- [What to do]: If anything in the data looks odd, keep it anyway and write the whole listing out unchanged.
▶
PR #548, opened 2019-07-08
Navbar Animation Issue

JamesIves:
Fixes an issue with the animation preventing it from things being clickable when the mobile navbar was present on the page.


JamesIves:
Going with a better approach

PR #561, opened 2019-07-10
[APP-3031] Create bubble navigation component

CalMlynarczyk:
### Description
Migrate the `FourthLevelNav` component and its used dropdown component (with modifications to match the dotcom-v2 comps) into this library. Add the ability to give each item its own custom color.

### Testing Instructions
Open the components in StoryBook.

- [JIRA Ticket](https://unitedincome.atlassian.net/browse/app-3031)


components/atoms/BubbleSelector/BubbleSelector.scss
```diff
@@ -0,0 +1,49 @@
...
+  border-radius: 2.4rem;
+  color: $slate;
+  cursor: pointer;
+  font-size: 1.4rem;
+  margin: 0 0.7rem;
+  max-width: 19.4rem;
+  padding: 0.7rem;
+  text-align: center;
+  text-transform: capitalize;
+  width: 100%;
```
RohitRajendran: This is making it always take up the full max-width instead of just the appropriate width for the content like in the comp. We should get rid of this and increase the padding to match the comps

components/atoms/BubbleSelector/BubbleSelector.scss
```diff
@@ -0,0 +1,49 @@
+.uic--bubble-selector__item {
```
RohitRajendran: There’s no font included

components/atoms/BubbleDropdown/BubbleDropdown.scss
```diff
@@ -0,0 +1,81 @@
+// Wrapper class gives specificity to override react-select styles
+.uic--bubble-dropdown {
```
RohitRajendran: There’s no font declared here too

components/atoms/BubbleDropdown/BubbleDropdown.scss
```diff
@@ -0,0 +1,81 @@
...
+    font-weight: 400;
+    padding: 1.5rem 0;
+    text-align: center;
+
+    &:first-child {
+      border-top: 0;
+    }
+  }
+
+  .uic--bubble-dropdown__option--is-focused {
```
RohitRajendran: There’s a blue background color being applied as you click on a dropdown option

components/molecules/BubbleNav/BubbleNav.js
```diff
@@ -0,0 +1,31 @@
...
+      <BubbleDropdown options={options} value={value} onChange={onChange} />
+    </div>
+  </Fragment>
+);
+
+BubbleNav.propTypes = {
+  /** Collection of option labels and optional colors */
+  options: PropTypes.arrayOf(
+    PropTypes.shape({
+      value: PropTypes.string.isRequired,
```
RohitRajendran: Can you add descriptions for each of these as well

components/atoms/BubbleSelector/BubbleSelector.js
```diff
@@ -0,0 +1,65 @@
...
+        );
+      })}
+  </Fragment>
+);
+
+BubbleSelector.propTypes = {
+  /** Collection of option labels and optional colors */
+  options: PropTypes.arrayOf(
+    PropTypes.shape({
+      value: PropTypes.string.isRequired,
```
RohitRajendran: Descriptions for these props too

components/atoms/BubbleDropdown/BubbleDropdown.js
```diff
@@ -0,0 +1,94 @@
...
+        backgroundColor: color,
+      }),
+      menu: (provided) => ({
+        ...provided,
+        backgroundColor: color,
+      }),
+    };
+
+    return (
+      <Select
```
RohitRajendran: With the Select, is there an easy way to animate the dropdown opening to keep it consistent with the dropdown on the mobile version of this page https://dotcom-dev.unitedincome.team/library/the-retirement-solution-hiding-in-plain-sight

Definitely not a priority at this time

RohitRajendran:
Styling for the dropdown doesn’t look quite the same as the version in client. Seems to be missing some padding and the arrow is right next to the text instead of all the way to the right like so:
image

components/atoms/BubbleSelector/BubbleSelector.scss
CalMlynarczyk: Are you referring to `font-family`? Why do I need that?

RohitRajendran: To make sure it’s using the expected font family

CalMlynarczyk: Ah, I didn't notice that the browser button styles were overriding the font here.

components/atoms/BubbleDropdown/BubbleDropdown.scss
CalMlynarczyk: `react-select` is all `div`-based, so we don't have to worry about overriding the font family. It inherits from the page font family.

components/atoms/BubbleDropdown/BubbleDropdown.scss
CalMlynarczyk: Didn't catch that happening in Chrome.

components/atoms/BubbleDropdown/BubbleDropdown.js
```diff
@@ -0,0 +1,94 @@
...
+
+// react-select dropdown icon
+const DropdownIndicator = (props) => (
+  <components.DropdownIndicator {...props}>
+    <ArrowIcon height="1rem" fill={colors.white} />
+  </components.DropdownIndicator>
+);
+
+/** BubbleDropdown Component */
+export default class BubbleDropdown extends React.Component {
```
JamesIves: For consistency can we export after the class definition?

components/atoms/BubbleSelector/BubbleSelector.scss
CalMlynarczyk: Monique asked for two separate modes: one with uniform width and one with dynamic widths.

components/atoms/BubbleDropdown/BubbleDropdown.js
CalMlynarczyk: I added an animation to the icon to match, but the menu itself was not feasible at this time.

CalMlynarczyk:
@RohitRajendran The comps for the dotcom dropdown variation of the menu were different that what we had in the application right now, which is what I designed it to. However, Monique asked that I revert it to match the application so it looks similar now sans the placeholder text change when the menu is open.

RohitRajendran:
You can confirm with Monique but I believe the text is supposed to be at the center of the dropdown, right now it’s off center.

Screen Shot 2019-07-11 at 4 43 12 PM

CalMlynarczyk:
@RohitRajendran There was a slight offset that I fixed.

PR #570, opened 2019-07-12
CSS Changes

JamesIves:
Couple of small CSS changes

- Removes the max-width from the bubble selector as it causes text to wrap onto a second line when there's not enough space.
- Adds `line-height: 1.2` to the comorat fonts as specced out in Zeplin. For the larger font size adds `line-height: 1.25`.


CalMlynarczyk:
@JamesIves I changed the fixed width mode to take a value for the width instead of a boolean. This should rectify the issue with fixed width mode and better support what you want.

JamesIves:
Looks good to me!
◀
- [Response to the task]:
PR #548, opened 2019-07-08
Navbar Animation Issue

JamesIves:
Fixes an issue with the animation preventing it from things being clickable when the mobile navbar was present on the page.


JamesIves:
Going with a better approach

PR #561, opened 2019-07-10
[APP-3031] Create bubble navigation component

CalMlynarczyk:
### Description
Migrate the `FourthLevelNav` component and its used dropdown component (with modifications to match the dotcom-v2 comps) into this library. Add the ability to give each item its own custom color.

### Testing Instructions
Open the components in StoryBook.

- [JIRA Ticket](https://unitedincome.atlassian.net/browse/app-3031)


components/atoms/BubbleSelector/BubbleSelector.scss
```diff
@@ -0,0 +1,49 @@
...
+  border-radius: 2.4rem;
+  color: $slate;
+  cursor: pointer;
+  font-size: 1.4rem;
+  margin: 0 0.7rem;
+  max-width: 19.4rem;
+  padding: 0.7rem;
+  text-align: center;
+  text-transform: capitalize;
+  width: 100%;
```
RohitRajendran: This is making it always take up the full max-width instead of just the appropriate width for the content like in the comp. We should get rid of this and increase the padding to match the comps

components/atoms/BubbleSelector/BubbleSelector.scss
```diff
@@ -0,0 +1,49 @@
+.uic--bubble-selector__item {
```
RohitRajendran: There’s no font included

components/atoms/BubbleDropdown/BubbleDropdown.scss
```diff
@@ -0,0 +1,81 @@
+// Wrapper class gives specificity to override react-select styles
+.uic--bubble-dropdown {
```
RohitRajendran: There’s no font declared here too

components/atoms/BubbleDropdown/BubbleDropdown.scss
```diff
@@ -0,0 +1,81 @@
...
+    font-weight: 400;
+    padding: 1.5rem 0;
+    text-align: center;
+
+    &:first-child {
+      border-top: 0;
+    }
+  }
+
+  .uic--bubble-dropdown__option--is-focused {
```
RohitRajendran: There’s a blue background color being applied as you click on a dropdown option

components/molecules/BubbleNav/BubbleNav.js
```diff
@@ -0,0 +1,31 @@
...
+      <BubbleDropdown options={options} value={value} onChange={onChange} />
+    </div>
+  </Fragment>
+);
+
+BubbleNav.propTypes = {
+  /** Collection of option labels and optional colors */
+  options: PropTypes.arrayOf(
+    PropTypes.shape({
+      value: PropTypes.string.isRequired,
```
RohitRajendran: Can you add descriptions for each of these as well

components/atoms/BubbleSelector/BubbleSelector.js
```diff
@@ -0,0 +1,65 @@
...
+        );
+      })}
+  </Fragment>
+);
+
+BubbleSelector.propTypes = {
+  /** Collection of option labels and optional colors */
+  options: PropTypes.arrayOf(
+    PropTypes.shape({
+      value: PropTypes.string.isRequired,
```
RohitRajendran: Descriptions for these props too

components/atoms/BubbleDropdown/BubbleDropdown.js
```diff
@@ -0,0 +1,94 @@
...
+        backgroundColor: color,
+      }),
+      menu: (provided) => ({
+        ...provided,
+        backgroundColor: color,
+      }),
+    };
+
+    return (
+      <Select
```
RohitRajendran: With the Select, is there an easy way to animate the dropdown opening to keep it consistent with the dropdown on the mobile version of this page https://dotcom-dev.unitedincome.team/library/the-retirement-solution-hiding-in-plain-sight

Definitely not a priority at this time

RohitRajendran:
Styling for the dropdown doesn’t look quite the same as the version in client. Seems to be missing some padding and the arrow is right next to the text instead of all the way to the right like so:
image

components/atoms/BubbleSelector/BubbleSelector.scss
CalMlynarczyk: Are you referring to `font-family`? Why do I need that?

RohitRajendran: To make sure it’s using the expected font family

CalMlynarczyk: Ah, I didn't notice that the browser button styles were overriding the font here.

components/atoms/BubbleDropdown/BubbleDropdown.scss
CalMlynarczyk: `react-select` is all `div`-based, so we don't have to worry about overriding the font family. It inherits from the page font family.

components/atoms/BubbleDropdown/BubbleDropdown.scss
CalMlynarczyk: Didn't catch that happening in Chrome.

components/atoms/BubbleDropdown/BubbleDropdown.js
```diff
@@ -0,0 +1,94 @@
...
+
+// react-select dropdown icon
+const DropdownIndicator = (props) => (
+  <components.DropdownIndicator {...props}>
+    <ArrowIcon height="1rem" fill={colors.white} />
+  </components.DropdownIndicator>
+);
+
+/** BubbleDropdown Component */
+export default class BubbleDropdown extends React.Component {
```
JamesIves: For consistency can we export after the class definition?

components/atoms/BubbleSelector/BubbleSelector.scss
CalMlynarczyk: Monique asked for two separate modes: one with uniform width and one with dynamic widths.

components/atoms/BubbleDropdown/BubbleDropdown.js
CalMlynarczyk: I added an animation to the icon to match, but the menu itself was not feasible at this time.

CalMlynarczyk:
@RohitRajendran The comps for the dotcom dropdown variation of the menu were different that what we had in the application right now, which is what I designed it to. However, Monique asked that I revert it to match the application so it looks similar now sans the placeholder text change when the menu is open.

RohitRajendran:
You can confirm with Monique but I believe the text is supposed to be at the center of the dropdown, right now it’s off center.

Screen Shot 2019-07-11 at 4 43 12 PM

CalMlynarczyk:
@RohitRajendran There was a slight offset that I fixed.

PR #570, opened 2019-07-12
CSS Changes

JamesIves:
Couple of small CSS changes

- Removes the max-width from the bubble selector as it causes text to wrap onto a second line when there's not enough space.
- Adds `line-height: 1.2` to the comorat fonts as specced out in Zeplin. For the larger font size adds `line-height: 1.25`.


CalMlynarczyk:
@JamesIves I changed the fixed width mode to take a value for the width instead of a boolean. This should rectify the issue with fixed width mode and better support what you want.

JamesIves:
Looks good to me!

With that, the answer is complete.